**MATERIAL SHOWN:**
PR #6075, opened 2025-01-02
OsmNoteQuestController: surveyme override and regex test update

### LINKED ISSUE #6052: #surveyme in last Note comment should show the Note (even if there are no preceding comments)
Back in https://github.com/streetcomplete/StreetComplete/issues/2641 (via https://github.com/streetcomplete/StreetComplete/commit/b3ad39b2130dabdf0db2132dabeb3eaaa2ad48c4), it was made that `#surveyme` tag in the last comment would always (unless manually hidden by the user) result in showing the OSM Note, even if that comment was created by the same user which is using the app.

In SC 60.0 it works *mostly*,  i.e. if that comment is any ***but*** the first one.

I don't think that is intentional (I see no logic for that, nor do the comments seem to indicate the reason for such strange behaviour). 
If the user's **last comment** contains a marker indicating the survey is required and we want to display the note in that case (as we do), then it **_should not matter how many comments preceded that last one_** (0 or more).

**How to Reproduce**
1) add a comment to existing note with just text `test`; and note gets hidden - OK
2) add a comment to existing note with text `#surveyme test`; and note remains displayed - OK
3) create a new note with text `#surveyme test` -- note gets hidden - BAD

**Expected Behavior**
- in step (3), note should remain displayed just as in does in (2), as the last message indicates the survey is required.

**Versions affected**
SC 60.0, Android 14

kmpoppe:
Resolves #6052.

* Restructured exclusion of notes that get overridden by #surveyme
* Added RegexOption.DOT_MATCHES_ALL to function NoteComment.containsSurveyRequiredMarker: #surveyme wasn't found at the end of the text added by the user, because SC add "\n\nvia StreetComplete <x.y>" to the text

### DIFF
--- a/app/src/main/java/de/westnordost/streetcomplete/data/osmnotes/notequests/OsmNoteQuestController.kt
+++ b/app/src/main/java/de/westnordost/streetcomplete/data/osmnotes/notequests/OsmNoteQuestController.kt
@@ -256,7 +256,7 @@ private fun Note.containsSurveyRequiredMarker(): Boolean =
     comments.any { it.containsSurveyRequiredMarker() }
 
 private fun NoteComment.containsSurveyRequiredMarker(): Boolean =
-    text?.matches(".*#surveyme.*".toRegex(setOf(RegexOption.DOT_MATCHES_ALL, RegexOption.IGNORE_CASE))) == true
+    text?.contains("#surveyme", ignoreCase = true) == true
 
 private fun Note.probablyCreatedByUserInThisApp(userId: Long): Boolean {
     val firstComment = comments.first()
--- a/app/src/main/java/de/westnordost/streetcomplete/data/osmnotes/notequests/OsmNoteQuestController.kt
+++ b/app/src/main/java/de/westnordost/streetcomplete/data/osmnotes/notequests/OsmNoteQuestController.kt
@@ -196,15 +196,21 @@ private fun Note.shouldShowAsQuest(
     // don't show notes hidden by user
     if (id in blockedNoteIds) return false
 
-    // don't show notes where user replied last unless he wrote a survey required marker
-    if (comments.last().isReplyFromUser(userId)
+    /*
+        We usually don't show notes where either the user is the last responder, or the
+        note was created with the app and has no replies.
+        If the most recent comment contains "#surveyme", we want to show the note regardless.
+        See https://github.com/streetcomplete/StreetComplete/issues/6052#issuecomment-2567163451
+     */
+    if (
+        (
+            comments.last().isReplyFromUser(userId) ||
+            (probablyCreatedByUserInThisApp(userId) && !hasReplies)
+        )
         && !comments.last().containsSurveyRequiredMarker()
     ) {
         return false
     }
-
-    // newly created notes by user should not be shown if it was both created in this app and has no replies yet
-    if (probablyCreatedByUserInThisApp(userId) && !hasReplies) return false
 
     /*
         many notes are created to report problems on the map that cannot be resolved
@@ -250,7 +256,7 @@ private fun Note.containsSurveyRequiredMarker(): Boolean =
     comments.any { it.containsSurveyRequiredMarker() }
 
 private fun NoteComment.containsSurveyRequiredMarker(): Boolean =
-    text?.matches(".*#surveyme.*".toRegex()) == true
+    text?.matches(".*#surveyme.*".toRegex(RegexOption.DOT_MATCHES_ALL)) == true
 
 private fun Note.probablyCreatedByUserInThisApp(userId: Long): Boolean {
     val firstComment = comments.first()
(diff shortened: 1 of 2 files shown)


app/src/main/java/de/westnordost/streetcomplete/data/osmnotes/notequests/OsmNoteQuestController.kt
```diff
@@ -250,7 +256,7 @@ private fun Note.containsSurveyRequiredMarker(): Boolean =
     comments.any { it.containsSurveyRequiredMarker() }
 
 private fun NoteComment.containsSurveyRequiredMarker(): Boolean =
-    text?.matches(".*#surveyme.*".toRegex()) == true
+    text?.matches(".*#surveyme.*".toRegex(RegexOption.DOT_MATCHES_ALL)) == true
```
FloEdelmann, line 259: Can we simplify this like this? I guess the regex is not really needed at all.

```suggestion
    text?.contains("#surveyme") == true
```

app/src/main/java/de/westnordost/streetcomplete/data/osmnotes/notequests/OsmNoteQuestController.kt
```diff
@@ -196,16 +196,22 @@ private fun Note.shouldShowAsQuest(
     // don't show notes hidden by user
     if (id in blockedNoteIds) return false
 
-    // don't show notes where user replied last unless he wrote a survey required marker
-    if (comments.last().isReplyFromUser(userId)
+    /*
+        We usually don't show notes where either the user is the last responder, or the
+        note was created with the app and has no replies.
+        If the most recent comment contains "#surveyme", we want to show the note regardless.
```
FloEdelmann, line 202: It probably makes sense to add a test case covering this.

kmpoppe:
@westnordost as Florian rightfully asked, I tried adding some tests for the changes I made and got a ton of errors hinting to the mockito-version being out of date. I changed those to the most recent (mockito-core and mockitor-android 5.14.2, mockito-inline is now merged into -core), which makes all tests work again for me.

Is there any reason for not using the newest mockito packages?

app/src/main/java/de/westnordost/streetcomplete/data/osmnotes/notequests/OsmNoteQuestController.kt
kmpoppe: done 3fa23fae5d8fd9a1a2865c0700cc5f5c3c8d9477

app/src/main/java/de/westnordost/streetcomplete/data/osmnotes/notequests/OsmNoteQuestController.kt
kmpoppe: I've changed the RegexOptions to also IGNORE_CASE in 3fa23fae5d8fd9a1a2865c0700cc5f5c3c8d9477. Granted, this wasn't what you asked for, but lowerCasing the text would've meant using a locale and I wanted to prevent breaking any internationalization by doing that. Would that agreeable for you?

FloEdelmann: Yes, with the `IGNORE_CASE` option, using a regex does make sense again.

kmpoppe: :-)

Helium314: Well, it could also be `text?.contains("#surveyme", ignoreCase = true)`

kmpoppe: Well why on earth are there sooo many paths to Rome *smh* ... updated in42b7eb5a2897875d8f74bdf2c601ff361de93ae6

westnordost:
No, I think there wasn't a reason for the old version. Never bothered to upgrade because it was working fine and I didn't need any new features.

kmpoppe:
Put the new version as a suggestion in your #6074.
@FloEdelmann can you "tests the tests" with the new code?

ivanbranco:
Slightly off-topic, but I'm curious. @kmpoppe, I used this comment as reference until now: https://github.com/kmpoppe/noteSolver/issues/26#issuecomment-1509729671
there you suggest #survey_me, the LatAm community instead uses #surveyneeded ([source](https://wiki-openstreetmap-org.translate.goog/wiki/ES:LatAm/Proyectos/Resoluci%C3%B3n_de_notas/hashtags?_x_tr_sl=es&_x_tr_tl=en&_x_tr_hl=es&_x_tr_pto=wapp&_x_tr_hist=true#Lista_de_hashtags_de_estados_para_notas)) but StreetComplete supports #surveyme. What set of tags should I use to be more "efficient" (more tools supporting it ecc.)? Do we have a table I can reference to?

**AIM OF THE EXERCISE:** Would you transcribe all of the data, keeping each line exact?

**WRITTEN REPLY:**
PR #6075, opened 2025-01-02
OsmNoteQuestController: surveyme override and regex test update

### LINKED ISSUE #6052: #surveyme in last Note comment should show the Note (even if there are no preceding comments)
Back in https://github.com/streetcomplete/StreetComplete/issues/2641 (via https://github.com/streetcomplete/StreetComplete/commit/b3ad39b2130dabdf0db2132dabeb3eaaa2ad48c4), it was made that `#surveyme` tag in the last comment would always (unless manually hidden by the user) result in showing the OSM Note, even if that comment was created by the same user which is using the app.

In SC 60.0 it works *mostly*,  i.e. if that comment is any ***but*** the first one.

I don't think that is intentional (I see no logic for that, nor do the comments seem to indicate the reason for such strange behaviour). 
If the user's **last comment** contains a marker indicating the survey is required and we want to display the note in that case (as we do), then it **_should not matter how many comments preceded that last one_** (0 or more).

**How to Reproduce**
1) add a comment to existing note with just text `test`; and note gets hidden - OK
2) add a comment to existing note with text `#surveyme test`; and note remains displayed - OK
3) create a new note with text `#surveyme test` -- note gets hidden - BAD

**Expected Behavior**
- in step (3), note should remain displayed just as in does in (2), as the last message indicates the survey is required.

**Versions affected**
SC 60.0, Android 14

kmpoppe:
Resolves #6052.

* Restructured exclusion of notes that get overridden by #surveyme
* Added RegexOption.DOT_MATCHES_ALL to function NoteComment.containsSurveyRequiredMarker: #surveyme wasn't found at the end of the text added by the user, because SC add "\n\nvia StreetComplete <x.y>" to the text

### DIFF
--- a/app/src/main/java/de/westnordost/streetcomplete/data/osmnotes/notequests/OsmNoteQuestController.kt
+++ b/app/src/main/java/de/westnordost/streetcomplete/data/osmnotes/notequests/OsmNoteQuestController.kt
@@ -256,7 +256,7 @@ private fun Note.containsSurveyRequiredMarker(): Boolean =
     comments.any { it.containsSurveyRequiredMarker() }
 
 private fun NoteComment.containsSurveyRequiredMarker(): Boolean =
-    text?.matches(".*#surveyme.*".toRegex(setOf(RegexOption.DOT_MATCHES_ALL, RegexOption.IGNORE_CASE))) == true
+    text?.contains("#surveyme", ignoreCase = true) == true
 
 private fun Note.probablyCreatedByUserInThisApp(userId: Long): Boolean {
     val firstComment = comments.first()
--- a/app/src/main/java/de/westnordost/streetcomplete/data/osmnotes/notequests/OsmNoteQuestController.kt
+++ b/app/src/main/java/de/westnordost/streetcomplete/data/osmnotes/notequests/OsmNoteQuestController.kt
@@ -196,15 +196,21 @@ private fun Note.shouldShowAsQuest(
     // don't show notes hidden by user
     if (id in blockedNoteIds) return false
 
-    // don't show notes where user replied last unless he wrote a survey required marker
-    if (comments.last().isReplyFromUser(userId)
+    /*
+        We usually don't show notes where either the user is the last responder, or the
+        note was created with the app and has no replies.
+        If the most recent comment contains "#surveyme", we want to show the note regardless.
+        See https://github.com/streetcomplete/StreetComplete/issues/6052#issuecomment-2567163451
+     */
+    if (
+        (
+            comments.last().isReplyFromUser(userId) ||
+            (probablyCreatedByUserInThisApp(userId) && !hasReplies)
+        )
         && !comments.last().containsSurveyRequiredMarker()
     ) {
         return false
     }
-
-    // newly created notes by user should not be shown if it was both created in this app and has no replies yet
-    if (probablyCreatedByUserInThisApp(userId) && !hasReplies) return false
 
     /*
         many notes are created to report problems on the map that cannot be resolved
@@ -250,7 +256,7 @@ private fun Note.containsSurveyRequiredMarker(): Boolean =
     comments.any { it.containsSurveyRequiredMarker() }
 
 private fun NoteComment.containsSurveyRequiredMarker(): Boolean =
-    text?.matches(".*#surveyme.*".toRegex()) == true
+    text?.matches(".*#surveyme.*".toRegex(RegexOption.DOT_MATCHES_ALL)) == true
 
 private fun Note.probablyCreatedByUserInThisApp(userId: Long): Boolean {
     val firstComment = comments.first()
(diff shortened: 1 of 2 files shown)


app/src/main/java/de/westnordost/streetcomplete/data/osmnotes/notequests/OsmNoteQuestController.kt
```diff
@@ -250,7 +256,7 @@ private fun Note.containsSurveyRequiredMarker(): Boolean =
     comments.any { it.containsSurveyRequiredMarker() }
 
 private fun NoteComment.containsSurveyRequiredMarker(): Boolean =
-    text?.matches(".*#surveyme.*".toRegex()) == true
+    text?.matches(".*#surveyme.*".toRegex(RegexOption.DOT_MATCHES_ALL)) == true
```
FloEdelmann, line 259: Can we simplify this like this? I guess the regex is not really needed at all.

```suggestion
    text?.contains("#surveyme") == true
```

app/src/main/java/de/westnordost/streetcomplete/data/osmnotes/notequests/OsmNoteQuestController.kt
```diff
@@ -196,16 +196,22 @@ private fun Note.shouldShowAsQuest(
     // don't show notes hidden by user
     if (id in blockedNoteIds) return false
 
-    // don't show notes where user replied last unless he wrote a survey required marker
-    if (comments.last().isReplyFromUser(userId)
+    /*
+        We usually don't show notes where either the user is the last responder, or the
+        note was created with the app and has no replies.
+        If the most recent comment contains "#surveyme", we want to show the note regardless.
```
FloEdelmann, line 202: It probably makes sense to add a test case covering this.

kmpoppe:
@westnordost as Florian rightfully asked, I tried adding some tests for the changes I made and got a ton of errors hinting to the mockito-version being out of date. I changed those to the most recent (mockito-core and mockitor-android 5.14.2, mockito-inline is now merged into -core), which makes all tests work again for me.

Is there any reason for not using the newest mockito packages?

app/src/main/java/de/westnordost/streetcomplete/data/osmnotes/notequests/OsmNoteQuestController.kt
kmpoppe: done 3fa23fae5d8fd9a1a2865c0700cc5f5c3c8d9477

app/src/main/java/de/westnordost/streetcomplete/data/osmnotes/notequests/OsmNoteQuestController.kt
kmpoppe: I've changed the RegexOptions to also IGNORE_CASE in 3fa23fae5d8fd9a1a2865c0700cc5f5c3c8d9477. Granted, this wasn't what you asked for, but lowerCasing the text would've meant using a locale and I wanted to prevent breaking any internationalization by doing that. Would that agreeable for you?

FloEdelmann: Yes, with the `IGNORE_CASE` option, using a regex does make sense again.

kmpoppe: :-)

Helium314: Well, it could also be `text?.contains("#surveyme", ignoreCase = true)`

kmpoppe: Well why on earth are there sooo many paths to Rome *smh* ... updated in42b7eb5a2897875d8f74bdf2c601ff361de93ae6

westnordost:
No, I think there wasn't a reason for the old version. Never bothered to upgrade because it was working fine and I didn't need any new features.

kmpoppe:
Put the new version as a suggestion in your #6074.
@FloEdelmann can you "tests the tests" with the new code?

ivanbranco:
Slightly off-topic, but I'm curious. @kmpoppe, I used this comment as reference until now: https://github.com/kmpoppe/noteSolver/issues/26#issuecomment-1509729671
there you suggest #survey_me, the LatAm community instead uses #surveyneeded ([source](https://wiki-openstreetmap-org.translate.goog/wiki/ES:LatAm/Proyectos/Resoluci%C3%B3n_de_notas/hashtags?_x_tr_sl=es&_x_tr_tl=en&_x_tr_hl=es&_x_tr_pto=wapp&_x_tr_hist=true#Lista_de_hashtags_de_estados_para_notas)) but StreetComplete supports #surveyme. What set of tags should I use to be more "efficient" (more tools supporting it ecc.)? Do we have a table I can reference to?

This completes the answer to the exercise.